*Work required*
Lines below that hold the word "cMonster" must be copied in full.

________

Issue #210, opened 2013-10-06
CryptoPP ASM is never turned on.


bearbin:
Did the makefile changes do this? When building with GCC, the CRYPTOPP-DISABLE-ASM flag is still there.

PR #3348, opened 2016-08-25
Added support for the Minecraft 1.10 protocol(#210)

### LINKED ISSUE #3229: Minecraft 1.10 Protocol Support
Now that Minecraft 1.10 is released (already), we should add protocol support for it.

[Bountysource](https://www.bountysource.com/issues/35062502-minecraft-1-10-protocol-support?utm_source=35062502&utm_medium=shield&utm_campaign=ISSUE_BADGE)

bibo38:
This PR implements the Minecraft 1.10 protocol.
Furthermore it adds an Metadata enum to replace the hard coded indexes.

Fixes #3229

### DIFF
--- a/src/Protocol/Protocol110x.cpp
+++ b/src/Protocol/Protocol110x.cpp
@@ -35,6 +35,15 @@ Implements the 1.10.x protocol classes:
 
 
 
+// The disabled error is intended, since the Metadata have overlapping indexes
+// based on the type of the Entity.
+//
+// IMPORTANT: The enum is used to automate the sequential counting of the
+// Metadata indexes. Adding a new enum value causes the following values to
+// increase their index. Therefore the ordering of the enum values is VERY important!
+#pragma clang diagnostic push
+#pragma clang diagnostic ignored "-Wduplicate-enum"
+
 namespace Metadata
 {
 	enum Metadata_Index
@@ -263,6 +272,8 @@ namespace Metadata
 	};
 }
 
+#pragma clang diagnostic pop  // Restore ignored clang errors
+
 
 
 
@@ -385,14 +396,10 @@ void cProtocol1100::WriteEntityMetadata(cPacketizer & a_Pkt, const cEntity & a_E
 			a_Pkt.WriteBEUInt8(METADATA_TYPE_VARINT);
 
 			// The following expression makes Minecarts shake more with less health or higher damage taken
-			// It gets half the maximum health, and takes it away from the current health minus the half health:
-			/*
-			Health: 5 | 3 - (5 - 3) = 1 (shake power)
-			Health: 3 | 3 - (3 - 3) = 3
-			Health: 1 | 3 - (1 - 3) = 5
-			*/
 			auto & Minecart = reinterpret_cast<const cMinecart &>(a_Entity);
-			a_Pkt.WriteVarInt32((((a_Entity.GetMaxHealth() / 2) - (a_Entity.GetHealth() - (a_Entity.GetMaxHealth() / 2))) * Minecart.LastDamage()) * 4);
+			auto maxHealth = a_Entity.GetMaxHealth();
+			auto curHealth = a_Entity.GetHealth();
+			a_Pkt.WriteVarInt32(static_cast<UInt32>((maxHealth - curHealth) * Minecart.LastDamage() * 4));
 
 			a_Pkt.WriteBEUInt8(SHAKING_DIRECTION);  // (doesn't seem to effect anything)
 			a_Pkt.WriteBEUInt8(METADATA_TYPE_VARINT);
@@ -412,11 +419,11 @@ void cProtocol1100::WriteEntityMetadata(cPacketizer & a_Pkt, const cEntity & a_E
 					a_Pkt.WriteBEUInt8(METADATA_TYPE_VARINT);
 					int Content = MinecartContent.m_ItemType;
 					Content |= MinecartContent.m_ItemDamage << 8;
-					a_Pkt.WriteVarInt32(Content);
+					a_Pkt.WriteVarInt32(static_cast<UInt32>(Content));
 
 					a_Pkt.WriteBEUInt8(BLOCK_Y);
 					a_Pkt.WriteBEUInt8(METADATA_TYPE_VARINT);
-					a_Pkt.WriteVarInt32(RideableMinecart.GetBlockHeight());
+					a_Pkt.WriteVarInt32(static_cast<UInt32>(RideableMinecart.GetBlockHeight()));
 
 					a_Pkt.WriteBEUInt8(SHOW_BLOCK);
 					a_Pkt.WriteBEUInt8(METADATA_TYPE_BOOL);
@@ -562,7 +569,7 @@ void cProtocol1100::WriteMobMetadata(cPacketizer & a_Pkt, const cMonster & a_Mob
 			auto & Creeper = reinterpret_cast<const cCreeper &>(a_Mob);
 			a_Pkt.WriteBEUInt8(CREEPER_STATE);  // (idle or "blowing")
 			a_Pkt.WriteBEUInt8(METADATA_TYPE_VARINT);
-			a_Pkt.WriteVarInt32(Creeper.IsBlowing() ? 1 : -1);
+			a_Pkt.WriteVarInt32(Creeper.IsBlowing() ? 1 : static_cast<UInt32>(-1));
 
 			a_Pkt.WriteBEUInt8(CREEPER_POWERED);
 			a_Pkt.WriteBEUInt8(METADATA_TYPE_BOOL);
@@ -580,7 +587,7 @@ void cProtocol1100::WriteMobMetadata(cPacketizer & a_Pkt, const cMonster & a_Mob
 			a_Pkt.WriteBEUInt8(CARRIED_BLOCK);
 			a_Pkt.WriteBEUInt8(METADATA_TYPE_BLOCKID);
 			UInt32 Carried = 0;
-			Carried |= Enderman.GetCarriedBlock() << 4;
+			Carried |= static_cast<UInt32>(Enderman.GetCarriedBlock() << 4);
 			Carried |= Enderman.GetCarriedMeta();
 			a_Pkt.WriteVarInt32(Carried);
 
@@ -633,18 +640,18 @@ void cProtocol1100::WriteMobMetadata(cPacketizer & a_Pkt, const cMonster & a_Mob
 
 			a_Pkt.WriteBEUInt8(HORSE_TYPE);
 			a_Pkt.WriteBEUInt8(METADATA_TYPE_VARINT);
-			a_Pkt.WriteVarInt32(Horse.GetHorseType());
+			a_Pkt.WriteVarInt32(static_cast<UInt32>(Horse.GetHorseType()));
 
 			a_Pkt.WriteBEUInt8(HORSE_VARIANT);  // Color / style
 			a_Pkt.WriteBEUInt8(METADATA_TYPE_VARINT);
 			int Appearance = 0;
 			Appearance = Horse.GetHorseColor();
 			Appearance |= Horse.GetHorseStyle() << 8;
-			a_Pkt.WriteVarInt32(Appearance);
+			a_Pkt.WriteVarInt32(static_cast<UInt32>(Appearance));
 
 			a_Pkt.WriteBEUInt8(ARMOR);
 			a_Pkt.WriteBEUInt8(METADATA_TYPE_VARINT);
-			a_Pkt.WriteVarInt32(Horse.GetHorseArmour());
+			a_Pkt.WriteVarInt32(static_cast<UInt32>(Horse.GetHorseArmour()));
 
 			a_Pkt.WriteBEUInt8(BABY);
 			a_Pkt.WriteBEUInt8(METADATA_TYPE_BOOL);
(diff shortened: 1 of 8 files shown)


Pokechu22:
+1 for the use of the enum, although Travis (more specifically clang) seems to be complaining about it:

> ```
> /home/travis/build/cuberite/cuberite/src/Protocol/Protocol110x.cpp:59:3: error: 
>       element AREAEFFECTCLOUD_COLOR has been implicitly assigned 7 which another
>       element has been assigned [-Werror,-Wduplicate-enum]
> ```

along with some signed conversion warnings being treated as errors (which also apply to Protocol19x).  You should be able to disable those errors by adding

```cmake
	set_source_files_properties(Protocol19x.cpp PROPERTIES COMPILE_FLAGS "-Wno-error=old-style-cast -Wno-error=sign-conversion -Wno-error=conversion -Wno-error=switch-enum -Wno-error=switch -Wno-error=duplicate-enum")
```

to the `if("${CMAKE_CXX_COMPILER_ID}" STREQUAL "Clang")` part of CMakeLists.

madmaxoft:
Do NOT disable warnings! Fix them!

src/Protocol/Protocol110x.cpp
```diff
@@ -0,0 +1,857 @@
...
+		// MinecartCommandBlock
+		COMMAND = _MINECART_NEXT,
+		LAST_OUTPUT,
+
+		// MinecartFurnace
+		MINECARTFURNACE_POWERED = _MINECART_NEXT,
+
+		// TNTPrimed
+		FUSE_TIME = _ENTITY_NEXT,
+	};
```
madmaxoft: I think the enums should have a prefix specifying the entity they relate to, and they should all be explicitly assigned to numbers - without the `_NEXT`.

src/Protocol/Protocol110x.cpp
```diff
@@ -0,0 +1,857 @@
...
+void cProtocol1100::SendSoundEffect(const AString & a_SoundName, double a_X, double a_Y, double a_Z, float a_Volume, float a_Pitch)
+{
+	ASSERT(m_State == 3);  // In game mode?
+
+	cPacketizer Pkt(*this, 0x19);  // Named sound effect packet
+	Pkt.WriteString(a_SoundName);
+	Pkt.WriteVarInt32(0);  // Master sound category (may want to be changed to a parameter later)
+	Pkt.WriteBEInt32(static_cast<Int32>(a_X * 8.0));
+	Pkt.WriteBEInt32(static_cast<Int32>(a_Y * 8.0));
+	Pkt.WriteBEInt32(static_cast<Int32>(a_Z * 8.0));
```
madmaxoft: Use `FloorC` instead of `static_cast`

src/Protocol/Protocol110x.cpp
```diff
@@ -0,0 +1,857 @@
...
+
+			// The following expression makes Minecarts shake more with less health or higher damage taken
+			// It gets half the maximum health, and takes it away from the current health minus the half health:
+			/*
+			Health: 5 | 3 - (5 - 3) = 1 (shake power)
+			Health: 3 | 3 - (3 - 3) = 3
+			Health: 1 | 3 - (1 - 3) = 5
+			*/
+			auto & Minecart = reinterpret_cast<const cMinecart &>(a_Entity);
+			a_Pkt.WriteVarInt32((((a_Entity.GetMaxHealth() / 2) - (a_Entity.GetHealth() - (a_Entity.GetMaxHealth() / 2))) * Minecart.LastDamage()) * 4);
```
madmaxoft: I have fixed this code in the 1.9 protocol in the FixWarnings branch, you might want to do the same.

src/Protocol/Protocol110x.cpp
bibo38: If you wish a prefix, than I add one. I just wanted to keep the names as short as possible.

But I disagree with the explicit number assignment. Look at the [Metadata changes](http://wiki.vg/index.php?title=Pre-release_protocol&oldid=7972#Entity_Metadata)! `Entity` got a new Metadata(No Gravity) and every descendant of `Entity` increased their index values to be sequential again.
With explicit numbering you need to change **all** Indexes(and make no mistake :smirk: )! Using this enum construct, you only need to add the new value! Also you can see the (Minecraft) class hierachy. E.g. MinecartFurnace -> Minecart -> Entity.

bibo38:
> Do NOT disable warnings! Fix them!

In the case of the signed conversion warnings, I agree!

But I would classify the duplicate enum warnings as intended. Fixing them would require not to use enums, which would look much more cluttered:

    const static UInt8 AIR = 1;
    const static UInt8 CUSTOM_NAME = AIR + 1;
    const static UInt8 CUSTOM_NAME_VISIBLE = CUSTOM_NAME + 1;
    [...]

Furthermore you need to change two lines instead of one line for the same effect as the enum(variables with overlapping values in a namespace).

The "Error" of Clang should prevent this scenario:

    enum Weather {
    SUNNY, RAINY = 0
    }
    [...]
    int curWeather = SUNNY;
    if (curWeather == RAINY)
        // Always true. Find the bug!

But in this case the enum is only required to have literals instead of hardcoded numbers. So I would justify this as an false error.

src/Protocol/Protocol110x.cpp
bibo38: Sorry, but I don't find the FixWarnings branch. I have looked at [all branches](https://github.com/cuberite/cuberite/branches/all) , but no FixWarnings branch appeared...

Seadragon91: It has already been merged into master.

madmaxoft:
As for the duplicate enums, when they are explicitly assigned their value (which I requested as well), the clang error should disappear.

src/Protocol/Protocol110x.cpp
madmaxoft: Yes, but that change created a completely new protocol (and hence, for us, a completely new enum), so there's no point in having them auto-assigned if they are copied and edited anyway. Having the compiler assign numbers to enums is a sure way to introduce bugs later on when someone edits the enum without realizing this.

mathiascode:
Whenever a player enters your visibility range, Minecraft crashes. Here's an example:
```
---- Minecraft Crash Report ----
// Would you like a cupcake?

Time: 8/25/16 5:57 PM
Description: Ticking entity

java.lang.ClassCastException: java.lang.Float cannot be cast to java.lang.Byte
	at sf.cx(SourceFile:2000)
	at sf.cz(SourceFile:2008)
	at sf.m(SourceFile:1595)
	at zs.m(SourceFile:272)
	at bno.m(SourceFile:55)
	at aid.a(SourceFile:1527)
	at aid.g(SourceFile:1505)
	at aid.k(SourceFile:1388)
	at bcx.t(SourceFile:1652)
	at bcx.av(SourceFile:968)
	at bcx.a(SourceFile:396)
	at net.minecraft.client.main.Main.main(SourceFile:124)


A detailed walkthrough of the error, its code path and all known details is as follows:
---------------------------------------------------------------------------------------

-- Head --
Thread: Client thread
Stacktrace:
	at sf.cx(SourceFile:2000)
	at sf.cz(SourceFile:2008)
	at sf.m(SourceFile:1595)
	at zs.m(SourceFile:272)
	at bno.m(SourceFile:55)
	at aid.a(SourceFile:1527)
	at aid.g(SourceFile:1505)

-- Entity being ticked --
Details:
	Entity Type: null (bno)
	Entity ID: 543
	Entity Name: AshleyPlayzGames
	Entity's Exact location: 960.50, 6.00, 639.50
	Entity's Block location: World: (960,6,639), Chunk: (at 0,0,15 in 60,39; contains blocks 960,0,624 to 975,255,639), Region: (1,1; contains chunks 32,32 to 63,63, blocks 512,0,512 to 1023,255,1023)
	Entity's Momentum: 0.00, 0.00, 0.00
	Entity's Passengers: []
	Entity's Vehicle: ~~ERROR~~ NullPointerException: null
Stacktrace:
	at aid.k(SourceFile:1388)

-- Affected level --
Details:
	Level name: MpServer
	All players: 2 total; [bnn['MissingTexture'/539, l='MpServer', x=960.49, y=6.00, z=634.42], bno['AshleyPlayzGames'/543, l='MpServer', x=960.50, y=6.00, z=639.50]]
	Chunk stats: MultiplayerChunkCache: 25, 25
	Level seed: 0
	Level generator: ID 00 - default, ver 1. Features enabled: false
	Level generator options: 
	Level spawn location: World: (32,64,-5), Chunk: (at 0,4,11 in 2,-1; contains blocks 32,0,-16 to 47,255,-1), Region: (0,-1; contains chunks 0,-32 to 31,-1, blocks 0,0,-512 to 511,255,-1)
	Level time: 14448 game time, 15448 day time
	Level dimension: 0
	Level storage version: 0x00000 - Unknown?
	Level weather: Rain time: 0 (now: true), thunder time: 0 (now: false)
	Level game mode: Game mode: creative (ID 1). Hardcore: false. Cheats: false
	Forced entities: 3 total; [bnn['MissingTexture'/539, l='MpServer', x=960.49, y=6.00, z=634.42], bno['AshleyPlayzGames'/543, l='MpServer', x=960.50, y=6.00, z=639.50], bno['AshleyPlayzGames'/543, l='MpServer', x=960.50, y=6.00, z=639.50]]
	Retry entities: 0 total; []
	Server brand: Cuberite
	Server type: Non-integrated multiplayer server
Stacktrace:
	at bln.a(SourceFile:364)
	at bcx.b(SourceFile:2535)
	at bcx.a(SourceFile:405)
	at net.minecraft.client.main.Main.main(SourceFile:124)
```

src/Protocol/Protocol110x.cpp
Pokechu22: Except that the enum means that people don't have to change 200 different constants, which is what took 1.10 protocol so long to be written in the first place.  Auto-assigning them means that it's easier to fix later, and _they're auto-assigned in a similar way in vanilla minecraft anyways_.

Pokechu22:
> Do NOT disable warnings! Fix them!

My rationale for suggesting disabling them was that A) the first set of warnings are already disabled for the other protocols (so copying the rest of the code for the protocol basically includes copying those warnings), and B) for `-Wno-error=duplicate-enum` necessary for the current pattern used by the code (which IMO is a better pattern than hardcoding the IDs).  While it would be a good idea to fix A) (which can be done via the protocol changes from #3346 / d2e8643), B) isn't really possible to fix and that should remain disabled.

> Whenever a player enters your visibility range, Minecraft crashes. Here's an example:

[Hopper](http://hopper.minecraft.net/crashes/search/) suggests that that is a new crash.  Congratulations!  You've broken the game in a brand new way.

More seriously, assuming that's from 1.10.2, I can use MCP to say that the topmost method of that stacktrace `net.minecraft.entity.EntityLivingBase.isHandActive(SourceFile:2000)` and it's happening while checking the HAND_STATES metadata field (6), where it's expecting a byte and getting a float.  That's odd since you're not writing that field, and that field is defaulted with a Byte value of 0.  I'm checking what's happening internally right now.

bibo38:
@Pokechu22 The problem of this bug is (again), that the `SendPlayerSpawn` method creates it's metadata without using `SendEntityMetadata`. Therefore it uses the old 1.9 hardcoded values and breaks the client.
This problem has driven me crazy, when the client received the wrong metadata for Pickups, but my enum had the correct values :rage: . #codeduplication is bad

@mathiascode Thanks for testing. As noted above the Client crash is caused by some code duplication, which I've missed.
The sound problem is caused by a datatype change, which also changed the range of valid values.

src/Protocol/Protocol110x.cpp
bibo38: I agree to @Pokechu22 ! I need to copy the whole enum for the new protocol, but I only need to add the few new Metadata entries. This is the point of auto-assignment!

> Having the compiler assign numbers to enums is a sure way to introduce bugs later on when someone edits the enum without realizing this.

There are two scenarios, when somebody edits this enum:

- My enum is incorrect: Then the person fixing this knows, how the enum works, because it created the issue.

- A new Protocol is released: Then the implementing person can miss this. But there are multiple people reviewing the new protocol. Also people like @mathiascode test the new changes. The probability of a bug is rare.

And an occurring bug is easy to fix. Better having a bugged new protocol than a heavily delayed new protocol(Just look at the issue request date :smirk: ).

bibo38:
@mathiascode Can you check, if the bugs are fixed in the new branch?

mathiascode:
Yes, the bugs are fixed now. Thanks!

bibo38:
@worktycho @tigerw @sphinxc0re @LogicParrot @madmaxoft I will implement the enum prefixes soon. Is there anything else blocking this commit from merging into master?

LogicParrot:
>Edit: Now this should be mergeable!

The branch has to be rebased again because `master` was updated. I thought someone enabled doing this through the web at some point?

bibo38:
@LogicParrot I've just rebased the PR.

LogicParrot:
> Is there anything else blocking this commit from merging into master?

@madmaxoft 's green light, I assume.

src/Protocol/Protocol110x.cpp
LogicParrot: Ping @bibo38

bibo38: ty. Just fixed it.

mathiascode:
I've been using this for about a week now, and I haven't noticed any new bugs.

bearbin:
@madmaxoft merge then?

LogicParrot:
I did a squash-merge on accident. That made history a bit unclean. Sorry.

LogicParrot:
Please ignore my previous comment. Nothing is unclean. I got confused.

src/Protocol/Protocol110x.cpp
```diff
@@ -0,0 +1,879 @@
...
+
+
+// The disabled error is intended, since the Metadata have overlapping indexes
+// based on the type of the Entity.
+//
+// IMPORTANT: The enum is used to automate the sequential counting of the
+// Metadata indexes. Adding a new enum value causes the following values to
+// increase their index. Therefore the ordering of the enum values is VERY important!
+#pragma clang diagnostic push
+#pragma clang diagnostic ignored "-Wduplicate-enum"
```
madmaxoft: These two pragmas trigger a warning in MSVC, they should have been in an `#ifdef` block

________

*Answer*
@@ -562,7 +569,7 @@ void cProtocol1100::WriteMobMetadata(cPacketizer & a_Pkt, const cMonster & a_Mob
@@ -580,7 +587,7 @@ void cProtocol1100::WriteMobMetadata(cPacketizer & a_Pkt, const cMonster & a_Mob
@@ -633,18 +640,18 @@ void cProtocol1100::WriteMobMetadata(cPacketizer & a_Pkt, const cMonster & a_Mob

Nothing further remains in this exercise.